Lines with the word "command" in them are the ones to copy from the records.

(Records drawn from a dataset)
──────

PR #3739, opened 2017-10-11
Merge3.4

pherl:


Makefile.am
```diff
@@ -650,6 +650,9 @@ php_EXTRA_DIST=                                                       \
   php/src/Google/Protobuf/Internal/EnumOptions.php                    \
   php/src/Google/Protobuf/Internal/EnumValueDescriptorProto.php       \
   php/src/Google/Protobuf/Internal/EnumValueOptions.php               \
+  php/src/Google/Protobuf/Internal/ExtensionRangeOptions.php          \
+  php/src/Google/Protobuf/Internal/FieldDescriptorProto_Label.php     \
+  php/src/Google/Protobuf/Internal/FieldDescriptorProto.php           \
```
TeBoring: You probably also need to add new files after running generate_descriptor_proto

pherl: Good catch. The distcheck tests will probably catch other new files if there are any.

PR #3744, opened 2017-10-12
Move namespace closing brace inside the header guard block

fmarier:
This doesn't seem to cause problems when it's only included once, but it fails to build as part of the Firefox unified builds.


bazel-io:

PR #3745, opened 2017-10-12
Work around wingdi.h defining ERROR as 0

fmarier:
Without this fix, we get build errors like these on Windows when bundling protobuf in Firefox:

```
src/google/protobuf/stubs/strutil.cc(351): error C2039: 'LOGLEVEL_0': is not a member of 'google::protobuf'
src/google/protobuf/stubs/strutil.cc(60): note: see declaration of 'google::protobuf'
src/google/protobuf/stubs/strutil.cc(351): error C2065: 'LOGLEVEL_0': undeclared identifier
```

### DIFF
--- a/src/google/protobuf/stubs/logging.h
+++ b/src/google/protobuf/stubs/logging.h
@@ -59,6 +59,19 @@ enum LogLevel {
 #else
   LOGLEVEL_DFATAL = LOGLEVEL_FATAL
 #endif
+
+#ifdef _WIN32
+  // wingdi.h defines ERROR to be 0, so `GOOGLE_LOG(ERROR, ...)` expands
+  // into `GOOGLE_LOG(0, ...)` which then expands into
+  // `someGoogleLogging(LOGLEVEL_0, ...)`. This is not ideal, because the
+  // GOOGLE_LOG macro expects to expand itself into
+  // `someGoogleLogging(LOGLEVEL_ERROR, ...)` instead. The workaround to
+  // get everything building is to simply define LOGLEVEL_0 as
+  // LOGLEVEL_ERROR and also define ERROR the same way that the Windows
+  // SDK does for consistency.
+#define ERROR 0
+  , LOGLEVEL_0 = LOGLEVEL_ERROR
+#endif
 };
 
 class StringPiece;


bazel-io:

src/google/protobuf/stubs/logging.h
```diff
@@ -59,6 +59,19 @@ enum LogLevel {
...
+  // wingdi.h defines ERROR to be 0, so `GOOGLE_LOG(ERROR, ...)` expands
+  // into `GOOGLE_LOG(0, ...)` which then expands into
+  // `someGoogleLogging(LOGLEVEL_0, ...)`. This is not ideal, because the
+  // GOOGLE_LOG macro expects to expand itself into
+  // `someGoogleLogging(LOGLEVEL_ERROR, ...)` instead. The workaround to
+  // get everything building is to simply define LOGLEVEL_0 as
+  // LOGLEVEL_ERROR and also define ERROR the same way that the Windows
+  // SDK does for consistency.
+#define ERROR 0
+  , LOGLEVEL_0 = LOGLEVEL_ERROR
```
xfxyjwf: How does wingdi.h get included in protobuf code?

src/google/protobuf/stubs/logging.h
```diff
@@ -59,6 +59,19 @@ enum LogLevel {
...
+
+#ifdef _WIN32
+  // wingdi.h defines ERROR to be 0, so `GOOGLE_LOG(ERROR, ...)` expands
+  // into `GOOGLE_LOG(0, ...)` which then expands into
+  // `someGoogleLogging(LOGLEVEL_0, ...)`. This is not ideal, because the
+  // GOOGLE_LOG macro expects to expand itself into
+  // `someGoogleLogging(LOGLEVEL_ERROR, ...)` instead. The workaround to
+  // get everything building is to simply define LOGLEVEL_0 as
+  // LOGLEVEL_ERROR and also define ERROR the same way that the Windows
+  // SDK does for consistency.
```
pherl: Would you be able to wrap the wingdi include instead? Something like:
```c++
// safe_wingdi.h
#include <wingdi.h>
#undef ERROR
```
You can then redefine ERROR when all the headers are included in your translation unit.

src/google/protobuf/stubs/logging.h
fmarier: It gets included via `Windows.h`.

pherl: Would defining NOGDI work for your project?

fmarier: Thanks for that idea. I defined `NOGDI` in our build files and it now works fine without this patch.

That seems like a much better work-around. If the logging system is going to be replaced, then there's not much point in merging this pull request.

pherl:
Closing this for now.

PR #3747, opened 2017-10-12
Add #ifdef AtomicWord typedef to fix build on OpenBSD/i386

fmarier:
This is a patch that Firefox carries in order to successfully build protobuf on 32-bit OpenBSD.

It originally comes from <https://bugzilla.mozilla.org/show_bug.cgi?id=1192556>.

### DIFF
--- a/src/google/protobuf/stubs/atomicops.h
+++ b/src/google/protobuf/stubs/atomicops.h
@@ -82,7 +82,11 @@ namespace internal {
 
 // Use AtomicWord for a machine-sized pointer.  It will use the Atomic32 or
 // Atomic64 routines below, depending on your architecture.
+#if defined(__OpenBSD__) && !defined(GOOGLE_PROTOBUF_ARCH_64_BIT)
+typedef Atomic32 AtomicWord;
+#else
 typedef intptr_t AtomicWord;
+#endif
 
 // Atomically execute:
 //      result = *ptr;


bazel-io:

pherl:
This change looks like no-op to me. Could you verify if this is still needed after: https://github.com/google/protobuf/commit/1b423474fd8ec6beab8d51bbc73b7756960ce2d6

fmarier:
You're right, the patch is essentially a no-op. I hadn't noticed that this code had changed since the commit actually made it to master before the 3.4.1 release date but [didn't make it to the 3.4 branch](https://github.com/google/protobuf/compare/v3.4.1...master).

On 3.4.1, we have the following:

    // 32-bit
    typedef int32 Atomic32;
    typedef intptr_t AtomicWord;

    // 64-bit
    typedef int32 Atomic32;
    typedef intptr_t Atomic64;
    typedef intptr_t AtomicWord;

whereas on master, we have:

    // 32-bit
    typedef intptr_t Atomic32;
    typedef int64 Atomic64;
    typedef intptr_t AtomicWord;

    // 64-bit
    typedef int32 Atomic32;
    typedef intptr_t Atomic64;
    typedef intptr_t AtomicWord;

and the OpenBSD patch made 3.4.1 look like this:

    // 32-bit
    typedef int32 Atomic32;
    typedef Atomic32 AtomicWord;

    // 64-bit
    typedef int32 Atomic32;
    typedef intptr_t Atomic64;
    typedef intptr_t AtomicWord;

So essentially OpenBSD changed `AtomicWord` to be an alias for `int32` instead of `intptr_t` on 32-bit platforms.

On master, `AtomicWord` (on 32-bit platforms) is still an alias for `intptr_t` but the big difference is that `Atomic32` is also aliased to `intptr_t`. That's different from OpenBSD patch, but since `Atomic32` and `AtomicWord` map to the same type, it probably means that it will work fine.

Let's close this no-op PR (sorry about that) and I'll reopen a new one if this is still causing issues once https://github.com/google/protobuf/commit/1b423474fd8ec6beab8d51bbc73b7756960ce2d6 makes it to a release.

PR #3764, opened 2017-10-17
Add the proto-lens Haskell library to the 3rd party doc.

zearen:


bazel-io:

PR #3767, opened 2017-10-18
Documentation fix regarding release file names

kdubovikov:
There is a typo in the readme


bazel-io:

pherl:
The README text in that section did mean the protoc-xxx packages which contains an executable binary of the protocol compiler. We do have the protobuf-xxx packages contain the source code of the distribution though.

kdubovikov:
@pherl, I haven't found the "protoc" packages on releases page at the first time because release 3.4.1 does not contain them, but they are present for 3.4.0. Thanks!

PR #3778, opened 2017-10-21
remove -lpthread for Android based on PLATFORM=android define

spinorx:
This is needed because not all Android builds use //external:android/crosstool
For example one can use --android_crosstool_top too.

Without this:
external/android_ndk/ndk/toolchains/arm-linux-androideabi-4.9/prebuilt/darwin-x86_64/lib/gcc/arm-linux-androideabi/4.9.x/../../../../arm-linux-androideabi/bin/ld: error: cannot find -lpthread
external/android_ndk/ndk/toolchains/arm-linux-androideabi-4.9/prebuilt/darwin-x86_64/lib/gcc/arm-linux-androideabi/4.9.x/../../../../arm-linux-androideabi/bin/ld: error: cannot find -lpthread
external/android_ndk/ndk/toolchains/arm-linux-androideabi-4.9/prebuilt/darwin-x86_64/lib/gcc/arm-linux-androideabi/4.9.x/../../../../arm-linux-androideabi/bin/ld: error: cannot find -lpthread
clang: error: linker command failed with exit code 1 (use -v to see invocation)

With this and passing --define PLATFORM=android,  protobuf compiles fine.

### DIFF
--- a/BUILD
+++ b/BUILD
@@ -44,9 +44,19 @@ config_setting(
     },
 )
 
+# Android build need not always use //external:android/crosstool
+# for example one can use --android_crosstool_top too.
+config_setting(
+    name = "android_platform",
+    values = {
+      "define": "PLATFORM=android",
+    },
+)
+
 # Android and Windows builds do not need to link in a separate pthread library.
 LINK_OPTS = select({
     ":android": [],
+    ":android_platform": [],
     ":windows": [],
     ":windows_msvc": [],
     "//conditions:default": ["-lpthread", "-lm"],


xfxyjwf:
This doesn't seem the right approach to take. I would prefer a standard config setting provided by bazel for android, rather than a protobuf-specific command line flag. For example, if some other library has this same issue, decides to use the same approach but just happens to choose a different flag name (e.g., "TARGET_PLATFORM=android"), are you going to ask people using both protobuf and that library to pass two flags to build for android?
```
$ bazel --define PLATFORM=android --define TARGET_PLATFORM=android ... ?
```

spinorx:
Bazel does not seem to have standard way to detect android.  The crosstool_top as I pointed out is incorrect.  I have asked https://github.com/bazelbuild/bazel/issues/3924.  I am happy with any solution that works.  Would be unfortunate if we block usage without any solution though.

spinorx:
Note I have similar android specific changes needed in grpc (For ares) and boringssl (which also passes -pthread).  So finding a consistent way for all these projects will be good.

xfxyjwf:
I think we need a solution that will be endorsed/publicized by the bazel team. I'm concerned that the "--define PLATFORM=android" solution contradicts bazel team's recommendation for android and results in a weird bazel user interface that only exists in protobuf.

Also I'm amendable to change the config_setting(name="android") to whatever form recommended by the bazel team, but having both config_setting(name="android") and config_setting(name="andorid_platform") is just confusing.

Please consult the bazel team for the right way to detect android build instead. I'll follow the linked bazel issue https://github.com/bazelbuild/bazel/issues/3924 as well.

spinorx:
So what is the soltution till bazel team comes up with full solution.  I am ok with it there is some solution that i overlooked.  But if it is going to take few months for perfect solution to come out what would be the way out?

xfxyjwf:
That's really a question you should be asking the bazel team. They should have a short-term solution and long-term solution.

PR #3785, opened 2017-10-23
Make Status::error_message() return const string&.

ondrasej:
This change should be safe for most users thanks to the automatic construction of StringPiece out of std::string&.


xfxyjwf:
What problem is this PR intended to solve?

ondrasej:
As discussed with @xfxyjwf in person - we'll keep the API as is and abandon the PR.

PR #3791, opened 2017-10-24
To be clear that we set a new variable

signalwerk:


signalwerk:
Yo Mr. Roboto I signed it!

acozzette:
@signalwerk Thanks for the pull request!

──────

» **FINISHED EXERCISE**:
clang: error: linker command failed with exit code 1 (use -v to see invocation)
This doesn't seem the right approach to take. I would prefer a standard config setting provided by bazel for android, rather than a protobuf-specific command line flag. For example, if some other library has this same issue, decides to use the same approach but just happens to choose a different flag name (e.g., "TARGET_PLATFORM=android"), are you going to ask people using both protobuf and that library to pass two flags to build for android?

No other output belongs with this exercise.